As I delved deeper into man and history and the physical treasures we have to support our faith, I could not figure out why everyone was not a Christian. We have solid artifacts that show exactly what we believe. It is a real thing. I don’t think the University sought out to evangelize me, but they succeeded. And that is what I am getting at. The source matters, the connections we make matter, and it affects us each so differently. I came away, with that sort of major, a stronger Christian. Most would have gone off into the junk science about social justice or us coming from apes. I can so justify my beliefs in light of, and because of, science. True science and true faith are part of the same belief. Most people just haven’t gotten to that point, where they can see those origins and embrace them.

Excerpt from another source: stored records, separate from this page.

Issue #1373, opened 2024-01-31
Status message is not properly formatted and contains MISSING on STDERR


icyflame:
We recently upgraded from gh-ost v1.0.48 to v1.1.6. Starting in this version, we started seeing the string `MISSING` in our status messages:

```
2024-01-31 12:49:54 INFO Copy: 0/0 100.0%!;(MISSING) Applied: 0; Backlog: 0/1000; Time: 0s(total), 0s(copy); streamer: mysql_bin.000002:79674; Lag: 0.00s, HeartbeatLag: 0.02s, State: migrating; ETA: due
```

The string `MISSING` is generally shown when `fmt.Sprintf` is used with a formatting directive, but the appropriate variable value to replace the formatting directive is missing.

Using `git bisect`, I found that this particular issue was introduced in the commit https://github.com/github/gh-ost/commit/515aa72d3d9b756e454b0168b4e57bc599b45e36 as part of the PR https://github.com/github/gh-ost/pull/1194. The migration context logger prints information that is being printed to STDOUT to STDERR as well, with the local time as a prefix. The motivation for this is unclear from the PR's description.

> If this is a bug report, please provide a test case (e.g., your table definition and gh-ost command) and the error output.

Table definition:

```sql
root@localhost [test] > show create table users \G
*************************** 1. row ***************************
       Table: users
Create Table: CREATE TABLE `users` (
  `id` int(10) unsigned NOT NULL AUTO_INCREMENT,
  `name` varchar(32) NOT NULL,
  `email` varchar(255) DEFAULT NULL,
  PRIMARY KEY (`id`)
) ENGINE=InnoDB AUTO_INCREMENT=101 DEFAULT CHARSET=utf8
1 row in set (0.00 sec)
```

gh-ost command:

```sh
$ ./gh-ost --host=127.0.0.1 --conf=/gh-ost.cnf --database=test --table=users --alter="engine=innodb" --chunk-size=2000 --max-load=Threads_connected=20 --initially-drop-ghost-table --initially-drop-old-table --test-on-replica --switch-to-rbr --verbose
```

icyflame:
This issue was fixed after the above PR was merged ✅

PR #1194, opened 2022-10-27
Print status to migrationContext logger

SocalNick:
**NOTE:** This is a simple alternative to #1193 

## A Pull Request should be associated with an Issue.

> We wish to have discussions in Issues. A single issue may be targeted by multiple PRs.
> If you're offering a new feature or fixing anything, we'd like to know beforehand in Issues,
> and potentially we'll be able to point development in a particular direction.

Related issue: https://github.com/github/gh-ost/issues/1026

> Further notes in https://github.com/github/gh-ost/blob/master/.github/CONTRIBUTING.md
> Thank you! We are open to PRs, but please understand if for technical reasons we are unable to accept each and any PR

### Description

Status is currently only sent to stdout. We'd like the status to also be sent to the migrationContext logger.

> In case this PR introduced Go code changes:

- [x] contributed code is using same conventions as original code
- [x] `script/cibuild` returns with no formatting errors, build errors or unit test errors.

PR #1374, opened 2024-01-31
Print status to migration context logging after escaping % character

icyflame:
### Description

The string `status` has the character `%` after the progress percentage number. When printed once again using the `Infof` function, this `%` is read as a directive for formatting and ends up showing `MISSING` in the output as shown below:

	2024-01-31 12:49:54 INFO Copy: 0/0 100.0%!;(MISSING) Applied: 0; Backlog: 0/1000; Time: 0s(total), 0s(copy); streamer: mysql_bin.000002:79674; Lag: 0.00s, HeartbeatLag: 0.02s, State: migrating; ETA: due

Simply changing `Infof` to `Info` does not work here because `this.migrationContext.Log` is an object of the type `DefaultLogger` in this repository, which uses the library https://github.com/outbrain/golib/log. That library uses formatting __even__ when the `Info`function is called:
https://github.com/outbrain/golib/blob/2531e5dbcc71b6f8a4ccf1205c209ae89b7529fc/log/log.go#L191-L193

If this patch is not acceptible, then I can also just remove this line. The migration context logger prints the messages which are already printed to STDOUT once again to STDERR with the current time as a prefix. This change was introduced in the commit https://github.com/github/gh-ost/blob/515aa72d3d9b756e454b0168b4e57bc599b45e36/go/logic/migrator.go#L1039, introduced in the PR https://github.com/github/gh-ost/pull/1194.

Related issue: https://github.com/github/gh-ost/issues/1373

### DIFF
--- a/go/logic/migrator.go
+++ b/go/logic/migrator.go
@@ -1042,7 +1042,14 @@ func (this *Migrator) printStatus(rule PrintStatusRule, writers ...io.Writer) {
 	)
 	w := io.MultiWriter(writers...)
 	fmt.Fprintln(w, status)
-	this.migrationContext.Log.Infof(status)
+
+	// This "hack" is required here because the underlying logging library
+	// github.com/outbrain/golib/log provides two functions Info and Infof; but the arguments of
+	// both these functions are eventually redirected to the same function, which internally calls
+	// fmt.Sprintf. So, the argument of every function called on the DefaultLogger object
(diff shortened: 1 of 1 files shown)


meiji163 (approved):

timvaillancourt:
Awesome thanks! This reminds me we should move to a modern logger at some point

“Lord,” said Thomas, “we do not know where You are going, so how can we know the way?” Jesus answered, “I am the way, the truth, and the life. No one comes to the Father except through Me.” John 14:6-7
So for me, I think back in time to my origins, and I think to choices I have made that have brought me to where I am. And even with all the bumps in the road, crazy switchbacks, and potholes, I give thanks to God for bringing me here. And for me, it is so simple and quiet, and clear when I go to the source of all. I pray for those who do not see the way, or hear the voice of God in their lives. Even some who’ve walked with me, by my side, for most of my life, who do not share my faith. We have all been affected differently, and for them I pray especially hard.